Ses libérateurs quittèrent Beauvais le soir même.

Le lendemain Clément de Ris écrivait à Fouché :

« Il y a vingt-quatre heures que je suis libre, citoyen Ministre. Les quatre braves que vous aviez chargés de me rechercher m’ont retrouvé hier, à trois heures après minuit, au milieu de la forêt de Loches, au moment où deux de mes bourreaux me traînaient à cheval, je ne sais où. Ils ont attaqué mon escorte, l’ont mise en fuite à coups de pistolet et m’ont ramené sain et sauf. Les premiers rayons du jour d’hier 19 m’ont permis de lire, avec des larmes de reconnaissance, votre lettre du 16. Il est impossible de faire une commission importante avec plus d’activité, de courage et de célérité. Je vais promptement mettre ordre à mes affaires et aller vous porter tous les renseignements que j’ai sur mon arrestation et mes dix-neuf jours d’horrible captivité. Je vous préviens d’avance qu’ils sont de peu d’importance, à cause de la circonstance des yeux bandés. Recevez, citoyen Ministre, l’assurance de ma vive et éternelle gratitude. Salut, fraternité, et reconnaissance éternelle[31]. »

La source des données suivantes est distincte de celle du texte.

Issue #1670, opened 2020-11-28
Feature request: Add ability to cast an input argument in a POST before INSERT


a-mckinley:
Hi,

I have a custom postgres type that is nested and relatively complex so I used ```jsonb_populate_record()``` server-side to create instances of this type from a json representation.

Currently to INSERT to this table from I would use a custom written server-side function to wrap the call to ```jsonb_populate_record()```.

It would be very convenient and versatile if PostgREST allowed you to apply a cast to input arguments e.g.

```
POST /projects?columns=id,thing::custom_type
``` 
which would hopefully apply a server-side cast created with

```sql
create function to_custom_type(json(b) object) returns custom_type as 
$$
    select json(b)_populate_record(null::custom_type,object);
$$ language sql immutable parallel safe;

create cast (json(b) as custom_type) with function to_custom_type(json(b)) as implicit;
```

Is such an enhancement possible? I think it could rather cleanly reduce the amount of specific server-side code needed in this case, but potentially has other uses that I haven't thought of yet.

wolfgangwalther:
`json[b]_populate_record[set]` work recursively on composite types: https://www.postgresql.org/docs/current/functions-json.html#FUNCTIONS-JSON-PROCESSING-TABLE

But you already know that - that's why you are using it.

We are using it as well to process the json body:
https://github.com/PostgREST/postgrest/blob/9adec12a678afceca78f6bfebba236b031e63487/src/PostgREST/QueryBuilder.hs#L74

If your target tables column is set to your custom type - there is no reason to assume this wouldn't work out of the box. No cast needed.

Does it not work for you?

steve-chavez:
Related to this [gitter thread](https://gitter.im/begriffs/postgrest?at=5fbfe6167850f66b6045d6ee). In general I think it'd be simple to add. But I'm failing to come up with a use case because, as Wolfgang mentions, casting should already work thanks to `json_populate_recordset`.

Cette lettre fut insérée au Moniteur du 25 vendémiaire. Un rapport de Fouché au Premier Consul y était joint. Il ne faisait guère que la paraphraser, et concluait : « Les brigands ne m’échapperont pas. Il y a en déjà trois d’arrêtés. Mes mesures sont tellement prises que je suis certain de les tenir avec leurs complices. » S’exalter soi-même, exploiter l’heureuse issue de l’affaire au bénéfice de son crédit personnel, ou la faire exploiter par des journaux à sa dévotion, telle désormais sera la tactique de Fouché. Déjà, dans les Débats du 22 vendémiaire, une note, inspirée par lui, vantait « l’habileté de ce Ministre auquel on ne saurait donner trop d’éloges », et se terminait par cette raillerie, cruelle à Savary : « Le citoyen Savary, aide de camp du Premier Consul, ne soupçonnait pas, non plus que le Préfet, que ce fût aux agents secrets du Ministre qu’ils devaient attribuer l’heureux dénouement de cette affaire. » Renchérissant, le Moniteur, organe officiel du Gouvernement, imprimait à son tour, le 30 vendémiaire : « Le Ministre de la Police a montré autant de sagacité que de zèle. C’est un bel emploi du talent, de la part d’un magistrat, que celui qui a pour but de déjouer les tentatives des brigands, et de sauver les jours d’un citoyen aussi précieux à la République que le Sénateur Clément de Ris. » Dans cet assaut d’hyperboles, quelle était la part de la vérité ? Par quels moyens, par quels intermédiaires Fouché avait-il mis la main sur des gens assez puissants ou assez adroits pour arracher aux brigands leur otage ? Le moment est venu de le dire.


V

Au cours des débats qui s’ouvrirent, en brumaire an X, pour le jugement, le Commissaire du Gouvernement près le Tribunal spécial d’Angers insinua que l’enlèvement du Sénateur avait été l’acte d’anciens officiers de l’armée de Bourmont, et qu’ils avaient agi par son ordre. Les Débats du 15 brumaire reproduisirent l’imputation. Au nom de son mari, interné depuis le 21 messidor an IX à la citadelle de Besançon[32], et dont elle avait obtenu de partager la captivité, Mme de Bourmont protesta : loin d’avoir été de connivence avec les brigands, Bourmont et Sourdat avaient travaillé efficacement à la délivrance du prisonnier. La protestation fut insérée, mais l’accusation lancée garda ses croyants. On la réédita, grossie de commentaires d’autant plus perfides qu’il était plus difficile à Bourmont de faire entendre sa défense. Il l’essaya pourtant. Du fond de sa prison il rédigea, en fructidor an XI, un mémoire justificatif, sous ce titre : Mémoire sur toutes les accusations dont la voix publique a pu m’instruire, adressé par Bourmont au Grand Juge, Ministre de la Justice, de la citadelle de Besançon, le 15 fructidor an XI.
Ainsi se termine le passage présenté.